Dataset entries:
PR #1979, opened 2021-09-07
Add Reusable Rubrics feature documentation

nsprenkle:
## [AU-284](https://openedx.atlassian.net/browse/AU-284)

Adds documentation for how to reuse rubrics across multiple ORAs.

### Date Needed (optional)

Roll-out with [AU-205](https://openedx.atlassian.net/browse/AU-205)

### Reviewers

Possible roles follow. The PR submitter checks the boxes after each reviewer finishes and gives :+1:. 

- [x] Subject matter expert: 
- [ ] Doc team review (sanity check): @edx/doc
- [x] PM review: @sapanathomas523 

FYI: @edx/masters-devs-gta 

### Testing

- [x] Ran ./run_tests.sh without warnings or errors

### Post-review

- [ ] Add a comment with the description of this change or link this PR to the next release notes task.
- [ ] Squash commits

PR #1984, opened 2021-10-01
make rubric notes "notes"

jansenk:
Small fix for https://github.com/edx/edx-documentation/pull/1979. Rather than just the text, "note", we should use that actual note macro


mattcarter (approved):
approved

## Assignment
Output only the lines running from the line with "### Date Needed (optional)" through the final line of the data, inclusive.

## Exercise output
### Date Needed (optional)

Roll-out with [AU-205](https://openedx.atlassian.net/browse/AU-205)

### Reviewers

Possible roles follow. The PR submitter checks the boxes after each reviewer finishes and gives :+1:. 

- [x] Subject matter expert: 
- [ ] Doc team review (sanity check): @edx/doc
- [x] PM review: @sapanathomas523 

FYI: @edx/masters-devs-gta 

### Testing

- [x] Ran ./run_tests.sh without warnings or errors

### Post-review

- [ ] Add a comment with the description of this change or link this PR to the next release notes task.
- [ ] Squash commits

PR #1984, opened 2021-10-01
make rubric notes "notes"

jansenk:
Small fix for https://github.com/edx/edx-documentation/pull/1979. Rather than just the text, "note", we should use that actual note macro


mattcarter (approved):
approved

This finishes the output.